# Compressor and Solidstate amp



## KoskineN (Apr 19, 2007)

Can they work great together? Or do I need a tube amp? A new tubes amp
is on my list as the next purchase but since then, is a compressor useable with a solidstate amp? I'm actually looking for a Humphrey modded Boss CS-3, seems nice after reading all those great reviews on HC.


----------



## allthumbs56 (Jul 24, 2006)

It will work as well as any other pedal. I love a good compressor but just never seem to step on it.


----------



## Hamm Guitars (Jan 12, 2007)

Tube compression is only one factor which differes between tube and SS amps. You could get a tube compressor, or a tube preamp but in the end if it is a tube amp sound you're after.....


----------



## LowWatt (Jun 27, 2007)

If its a good deal, buy it. It will help you make your solid state amp feel a little closer to a tube amp. You will still want to save up for a tube amp, but you will probably enjoy your solid state amp a little more until that day comes.

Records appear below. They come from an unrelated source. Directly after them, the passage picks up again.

PR #178, opened 2017-02-02
Added Odd even category, changed dataset addition technique

RudraNilBasu:
* Added an odd-even category in the categorization activity

* changed the techniques used to add datasets in the activity. 
Originally the datasets were named category<xx>.qml. Now, the 
datasets can have any name, the FileNames::getFiles(String)
returns the list of files in the location, and using that, the datasets
are extracted, and using the isEmbedded variable, we decided 
whether the dataset is a demo or not.


src/activities/categorization/Categorization.qml
```diff
@@ -36,6 +36,7 @@ ActivityBase {
 
     property string boardsUrl: "qrc:/gcompris/src/activities/categorization/resource/"
     property bool vert: background.width < background.height
+    property string datasetURL: "../../GCompris-qt/src/activities/categorization/resource/board/"
```
petitlapin: you need to use the qrc path, not a relative path, like boardsUrl

src/activities/categorization/categorization.js
```diff
@@ -51,11 +51,18 @@ function init(items_,boardsUrl_) {
 function start() {
     categoriesData = []
     items.categoryReview.stop()
+
+    var s = items.categories.split(" ")
+    var flag = items.file.exists(fileName) ? 1 : 0
```
petitlapin: if it is a boolean, use true and false. And a real name for the variable

src/activities/categorization/categorization.js
```diff
@@ -51,11 +51,18 @@ function init(items_,boardsUrl_) {
 function start() {
     categoriesData = []
     items.categoryReview.stop()
+
+    var s = items.categories.split(" ")
```
petitlapin: name the variable correctly

src/core/FileNames.h
```diff
@@ -0,0 +1,37 @@
...
+ *   GNU General Public License for more details.
+ *
+ *   You should have received a copy of the GNU General Public License
+ *   along with this program; if not, see <http://www.gnu.org/licenses/>.
+ */
+
+#ifndef FILENAMES_H
+#define FILENAMES_H
+
+#include <dirent.h>
```
petitlapin: why?

src/core/FileNames.cpp
```diff
@@ -0,0 +1,52 @@
...
+ *   MERCHANTABILITY or FITNESS FOR A PARTICULAR PURPOSE.  See the
+ *   GNU General Public License for more details.
+ *
+ *   You should have received a copy of the GNU General Public License
+ *   along with this program; if not, see <http://www.gnu.org/licenses/>.
+ */
+
+#include "FileNames.h"
+
+#include <dirent.h>
```
petitlapin: why?

src/core/FileNames.cpp
```diff
@@ -0,0 +1,52 @@
...
+#include <QString>
+#include <string.h>
```
petitlapin: why?

src/core/FileNames.cpp
```diff
@@ -0,0 +1,52 @@
...
+#include <QObject>
+
+
+FileNames::FileNames()
+{
+}
+
+QString FileNames::getFiles(QString location)
```
petitlapin: use const &

src/core/FileNames.cpp
```diff
@@ -0,0 +1,52 @@
...
+{
+    const char *s = location.toUtf8().constData();
+    DIR *dpdf = opendir(s);
```
petitlapin: use QDir which is portable

src/core/FileNames.cpp
```diff
@@ -0,0 +1,52 @@
...
+    struct dirent *epdf;
+
+    QString files;
+
+    if(dpdf != NULL) {
+        while(epdf = readdir(dpdf)) {
+            if(strcmp(epdf->d_name, ".") != 0 && strcmp(epdf->d_name,"..")) {
+                // next file name = epdf->d_name
+                files.append(QString::fromLocal8Bit((epdf->d_name)));
```
petitlapin: use a QList/QStringList

src/core/FileNames.cpp
```diff
@@ -0,0 +1,52 @@
+/* GCompris - FileNames.cpp
```
petitlapin: it would be better to call it Dir or Directory

src/core/main.cpp
```diff
@@ -268,6 +272,9 @@ int main(int argc, char *argv[])
         window->show();
     }
 
+    QScopedPointer<FileNames> files(new FileNames);
```
petitlapin: It would be better to keep the same instanciation as File or other classes

src/core/FileNames.h
```diff
@@ -0,0 +1,37 @@
...
+#include <QString>
+#include <QObject>
+
+class FileNames : public QObject
```
petitlapin: Add a quick documentation to what the class do (you can check File for example)

src/activities/categorization/resource/board/category_odd_even.qml
```diff
@@ -23,38 +23,38 @@ import QtQuick 2.0
...
-            "image": imagesPrefix + "numbers.jpg",
+            "image": imagesPrefix + "eleven.png",
             "content": [
                 {
                     "instructions": qsTr("Place the EVEN Numbers to the right and ODD Numbers to the left"),
-                    "image": imagesPrefix + "even2.jpg",
-                    "maxNumberOfGood": 4,
+                    "image": imagesPrefix + "sixteen.png",
+                    "maxNumberOfGood": 5,
                     "maxNumberOfBad": 4,
```
divyam3897: As mentioned use more images in initial levels (teaching part) . Add 12 images in level1, 9 images in level2, 6 images in level 3 (concept building) , 6 images in level 4 (testing).

src/activities/categorization/resource/board/category_odd_even.qml
```diff
@@ -0,0 +1,63 @@
...
+                    "bad": ["odd47.svg","odd15.svg","odd35.svg","odd23.svg","odd39.svg","odd111.svg"]
+                },
+                {
+                    "instructions": qsTr("Place the EVEN Numbers to the right and ODD Numbers to the left"),
+                    "image": imagesPrefix + "two.png",
+                    "maxNumberOfGood": 4,
+                    "maxNumberOfBad": 5,
+                    "prefix": "qrc:/gcompris/src/activities/categorization/resource/images/odd_even/",
+                    "good": ["even786.svg","even276.svg","even192.svg","even92.svg"],
+                    "bad": ["odd111.svg","odd145.svg","odd39.svg","odd353.svg","odd23.svg"]
```
divyam3897: Did you create the images on your own? If not add where you took it from with the correct licence in README as done for other images.

src/activities/categorization/Categorization.qml
RudraNilBasu: The qrc path was not working with opendir(). It returned NULL on using the qrc path.

src/activities/categorization/resource/board/category_odd_even.qml
RudraNilBasu: @divyam3897 yes, all the images in qrc:/gcompris/src/activities/categorization/resource/images/odd_even/ are created by me.

I also used the images from word_sample in the first level.

src/activities/categorization/Categorization.qml
petitlapin: Using opendir is a bad choice here: it's not portable and it won't work once the software is installed. ../GCompris-qt works for you because the source code of gcompris is on this path/ Once installed, the source code is not installed so you no more have access to this path.

RudraNilBasu: I shifted from using opendir() to QDir, but it still doesn't work for the qrc path.
Code - http://pastebin.com/JavNCD4G

RudraNilBasu: Is there anything I am missing here ?

RudraNilBasu:
* Used QDir instead of opendir()
* Removed use of relative paths
* Renamed Filename.h/cpp to Directory.h/cpp
* Added documentation for Directory class
* getFiles(QString) now returns QStringList
* Changed instantiation technique
* No of levels in odd-even category is now 
increased to 6
@petitlapin @divyam3897 can you have a look at it?

src/core/main.cpp
```diff
@@ -268,6 +272,8 @@ int main(int argc, char *argv[])
         window->show();
     }
 
+    engine.rootContext()->setContextProperty("files", new Directory);
```
petitlapin: you don't need this (and the added include on top)

src/core/Directory.cpp
```diff
@@ -0,0 +1,52 @@
...
+
+Directory::Directory()
+{
+}
+
+QStringList Directory::getFiles(const QString& location)
+{
+    QStringList fileNames;
+    QDir dir(location);
+    QFileInfoList files=dir.entryInfoList();
```
petitlapin: you can directly use http://doc.qt.io/qt-5/qdir.html#entryList

src/core/Directory.cpp
```diff
@@ -0,0 +1,52 @@
...
+            // if it is a file
+            fileNames.append(file.fileName());
+        }
+    }
+    return fileNames;
+}
+
+void Directory::init()
+{
+    qmlRegisterType<Directory>("GCompris", 1, 0, "directories");
```
petitlapin: keep the consistency with the other qmlRegisterType

src/activities/categorization/categorization.js
```diff
@@ -51,11 +51,19 @@ function init(items_,boardsUrl_) {
 function start() {
     categoriesData = []
     items.categoryReview.stop()
+
+    var categoryLists = []
+    categoryLists = items.categories
+    var allFilesExist = items.file.exists(fileName) ? true : false
```
petitlapin: isEmbeddedMode is better as name

RudraNilBasu:
@petitlapin Updated the PR, the following issues should now be fixed
* Removed the use of setContextProperty()
* Used entryList() instead of entryInfoList()
* Renamed allFilesExist -> isEmbeddedMode
* Optimised the size of the images used in
  odd-even category

petitlapin:
Thank you for the PR, I commited it in the main repo:
https://cgit.kde.org/gcompris.git/commit/?id=955462b943c34fc130d1a68fcfb0e1ec6393a3f0 (for the directory class)
https://cgit.kde.org/gcompris.git/commit/?id=db7a4a9b743a3521c7c68f0b2b54719cbc9582db (for the level).
I did a few changes, feel free to check them. Most notable is that I put the odd_even category in the "full" version. To test it, you can generate the words.rcc from https://github.com/gcompris/GCompris-words and put it in ~/.cache/KDE/gcompris-qt/data2/words/ and start again GCompris.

And when you get your tube amp, you will have a good pedal to go with it.


----------



## a Pack of Wolves (Sep 5, 2007)

my main amp for years has been my trusty late 70's jazz chorus 
(the first real solid state mass market amp not to totally such ball?)
and have never needed that extra compression

i guess if you are using it as an effect for a solo that's different 
(or to get that flat country tone)

i think the amount of compression you'd get from a tube amp is very small anyway unless you are playing "hot" at really high volume

my tube amp 
(a small 15 watt filmosound amp made from a film projector's head 
and it's matching speaker box)
does compress slightly when you blast it full out,
but i don't really use it for that


generally speaking i think people over use compression
a little goes a long way


----------